An example is given below - this will create an image of the slice
corresponding to the voxel location along with a cross-hair over that
voxel. The output can be seen in figure \ref{ray-trace-img}, along
with a box-and-whiskers plot of the data at that voxel.

<<>>=
mincRayTraceStats(voxel, "volumes/anatomy.mnc",
                  vs, "GenderMale", image.min=350000, image.max=1.0e+06,
                  display=F)
@ 

The \texttt{mincRayTraceStats} function needs the following arguments:
a voxel, obtained by mincGetVoxel or mincGetWorldVoxel, the path
towards a MINC image containing some background anatomy, the output of
mincLm (vs in this case), and minimum and maximum values of the
background anatomy.

\begin{figure}
\begin{minipage}[b]{0.5\linewidth}
\centering
\includegraphics[width=2.5in]{ray_trace_crosshair.png}
\caption{Ray-traced slice}
\label{ray-trace-img}
\end{minipage}
\begin{minipage}[b]{0.5\linewidth}
\centering
<<fig=T, echo=F>>=
plot(voxel ~ Gender, gf)
@ 
\caption{Box and whiskers plot from cursor location}
\end{minipage}
\end{figure}

\section{Using subsets}

It is quite common to want to run a linear model on only a subset of
the data.
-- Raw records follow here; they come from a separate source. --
PR #208, opened 2017-06-02
Smoke Test (non-Fork)

lukesneeringer:
This is a non-fork equivalent to #204.


test/smoketest_artman.py
```diff
@@ -36,7 +36,7 @@
 ]
 
 # Not ready to test Go and Csharp yet.
-SUPPORTED_LANGS = ['python', 'java', 'ruby', 'nodejs', 'php', 'go']
+SUPPORTED_LANGS = ['python', 'java', 'ruby', 'nodejs', 'php', 'go', 'csharp']
```
ethanbao: I think it is okay to list csharp now even though the layout will be changed. You will need to pull the latest code and remove one TODO before you can merge this PR.

@jskeet FYR

PR #210, opened 2017-06-03
Support proto_test_deps in metadata config

shinfan:
This `proto_test_deps` field is currently used by the Java gapic build files to declare test dependencies.


shinfan:
@garrettjonesgoogle  Can you `approve` the change? I don't think Github recognize 'LGTM' as approval :)

PR #211, opened 2017-06-05
cache protobuf_path

pongad:
Batch jobs previously called `./gradlew showProtobufPath` many times.
This PR caches the result.
On my machine, this reduces the run time of `artman --batch --language java --publish noop`
from 5 minutes to 3:15.


artman/utils/protoc_utils.py
```diff
@@ -305,9 +305,12 @@ def find_proto_files(proto_path):
             if f.endswith('.proto'):
                 yield os.path.join(dirpath, f)
 
-
+_protobuf_path = None
```
pongad: Not sure if there's a better way to do this in Python?

PR #213, opened 2017-06-06
Fix a bug related artman/csharp-grpc generation in Dockerfile.

ethanbao:
Download and setup grpc_csharp_plugin in Dockerfile.
Enable csharp/grpc generation in circleci config.


.circleci/config.yml
```diff
@@ -79,8 +79,14 @@ jobs:
           name: Build Pub/Sub (C#)
           command: artman --api=pubsub --language=csharp --publish=noop
       - run:
+          name: Build Pub/Sub (C#/gRPC)
+          command: artman --api=pubsub --language=csharp --pipeline=GrpcClientPipeline --publish=noop
```
lukesneeringer: Can we make C# work like the other languages where the GAPIC pipeline includes the GRPC pipeline? (This just requires removing my two-line `if` block that circumvented this behavior.)

Dockerfile
```diff
@@ -49,6 +49,12 @@ RUN pip3 install --upgrade pip \
     grpcio==1.3.5 \
     protobuf==3.3.0
 
+# Install grpc_csharp_plubin
+RUN curl -L https://www.nuget.org/api/v2/package/Grpc.Tools/1.3.6 -o temp.zip
```
lukesneeringer: This needs to be one `RUN` command:

```Dockerfile
RUN curl -L https://www.nuget.org/api/v2/package/Grpc.Tools/1.3.6 -o temp.zip \
  && unzip -p temp.zip tools/linux_x64/grpc_csharp_plugin > /usr/local/bin/grpc_csharp_plugin \
  && chmod +x /usr/local/bin/grpc_csharp_plugin \
  && rm temp.zip
```

Otherwise the intermediate artifacts remain forever.

lukesneeringer:
@ethanbao I want to block on fixing the `RUN` command, but happy to approve with the GAPIC/GRPC generation for C# as-is.

.circleci/config.yml
ethanbao: Yes, this can be removed after Jon finishes the csharp/artman integration.

ethanbao:
Shin/Luke, please also review the change in python_grpc_tasks.py

.circleci/config.yml
```diff
@@ -81,6 +81,14 @@ jobs:
       - run:
           name: Build Speech (C#)
           command: artman --api=speech_v1 --language=csharp --publish=noop
+      # TODO(jskeet): Remove C#/gRPC generation tests after Cshape gapic
```
jskeet: Nit: Cshape => csharp :)

CONTRIBUTING.rst
```diff
@@ -120,6 +120,29 @@ Running Tests
...
 
+-   To run the full set of artman smoke tests, you need to install docker
+    installed on your machine, and run the following at the root of your
+    artman source directory:
+
+  .. code::bash
+
+      docker pull googleapis/artman:latest
+      docker run -it \
+      -v ${PWD}:/usr/src/artman \
```
lukesneeringer: Not a blocker, but a two-space hanging indent on line-continued commands would be nice.

.circleci/config.yml
```diff
@@ -81,6 +81,14 @@ jobs:
...
+      # generation includes gRPC generation.
```
jskeet: What does that involve? Is there any particular benefit to combining two steps which use completely different generators?

.circleci/config.yml
ethanbao: Done

.circleci/config.yml
ethanbao: That is mainly because gapic wrapper alone won't work without grpc library. For external artman users, I would envision them to use artman to generate one self-contained working library with one single command, without knowing the relation between gapic and grpc.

This can be quite easily accomplished in \texttt{mincLm}
using an extra subsetting specification:

<<>>=
vs <- mincLm(Filename ~ Gender, gf, coil==1)
vs
@ 

This is the same linear model command as executed above, but this time
using only use mice scanned on RF coil number 1. The subset command
works exactly the same way as for the standard \texttt{lm} command
from R.

\section{Multiple Comparisons}

The example below illustrates the entire process involved in going
running a linear model and correcting for multiple comparisons using
the False Discovery Rate:

<<>>=
vs <- mincLm(Filename ~ Gender, gf)
qvals <- mincFDR(vs, mask="volumes/mask.mnc", method="pFDR")
qvals
mincWriteVolume(qvals, "Gender-FDR.mnc", "GenderMale")
@ 

The first command computes a linear model using \texttt{mincLm}. The
results are then passed on to \texttt{mincFDR}, which computes the
False Discovery Rate threshold separately for each of the terms in the
linear model. Only results from within the mask specified as an
optional argument to \texttt{mincFDR} are considered. The thresholds
detected at different levels (0.01, 0.05, 0.10, 0.15, and 0.20) are
then printed out. In this example seen above there is no data at a FDR
level of 0.01, 0.05, or 0.10, but any t-statistic greater than 2.96
(or less than -2.96) would be significant at a 15\% false positive
level - i.e. 15\% of the voxels above that threshold would be, on
average, false positives. The ``GenderMale'' column is then written to
file. Note that we use the positive false discovery rate above - the
more standard false discovery rate is the default (i.e. if no method
argument is specified for \texttt{mincFDR})